Collected data
┄┄┄┄┄┄┄┄┄┄

PR #6439, opened 2024-05-07
Fix OPML import CURLOPT_PROXYTYPE

### LINKED ISSUE #6438: [Bug] Export Import OPML file: PROXY_TYPE is not imported
### Describe the bug

Export - Import feed settings via OPML lose the proxy address.

### To Reproduce

Feed settings. Have a proxy with protocol and address.
grafik

Export it via OPML file.

`frss:CURLOPT_PROXYTYPE` is in the OPML file

grafik

Import this OPML file (before: delete to feed, so that you can import it again)

Address is given, but the protocol is lost:
grafik

save the settings via `save` button.

Address is lost too, because the protocol select list was empty

grafik

### Expected behavior

after import: proxy address is restored

### FreshRSS version

1.23.2-dev (latest)

### Environment information

- Database version: SQLite
- PHP version: PHP 8.0

### Additional context

_No response_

┄┄┄┄┄┄┄┄┄┄

▶ **Goal of the exercise**
Write out only those lines that fall between the one containing "the OPML file" and the end of the entries, the first and last included, exactly as they read.

▶ **Answer below**
`frss:CURLOPT_PROXYTYPE` is in the OPML file

grafik

Import this OPML file (before: delete to feed, so that you can import it again)

Address is given, but the protocol is lost:
grafik

save the settings via `save` button.

Address is lost too, because the protocol select list was empty

grafik

### Expected behavior

after import: proxy address is restored

### FreshRSS version

1.23.2-dev (latest)

### Environment information

- Database version: SQLite
- PHP version: PHP 8.0

### Additional context

_No response_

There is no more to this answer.